(Records for processing)

PR #11791, opened 2016-05-19
Sign Windows builds with Squirrel for MSI compatibility

damieng:
This switches us from signing directly with the Windows SDK to using Squirrel. This is necessary as Squirrel builds both the atomsetup.exe and the atomsetup.msi (which contains atomsetup.exe) so signing atomsetup.exe ourself is too late if we want to distribute the msi.

This is a little convoluted as we currently support remote URLs for keys to enable signing keys to not be checked in which Squirrel does not support so we continue to do that in our signing step but leave the actual signing to Squirrel.

### DIFF
--- a/appveyor.yml
+++ b/appveyor.yml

(End Records for processing)

#### Activity:
Your answer must be a copy of every line in the data above that holds the string "signing".

#### Solution for this exercise:
This switches us from signing directly with the Windows SDK to using Squirrel. This is necessary as Squirrel builds both the atomsetup.exe and the atomsetup.msi (which contains atomsetup.exe) so signing atomsetup.exe ourself is too late if we want to distribute the msi.
This is a little convoluted as we currently support remote URLs for keys to enable signing keys to not be checked in which Squirrel does not support so we continue to do that in our signing step but leave the actual signing to Squirrel.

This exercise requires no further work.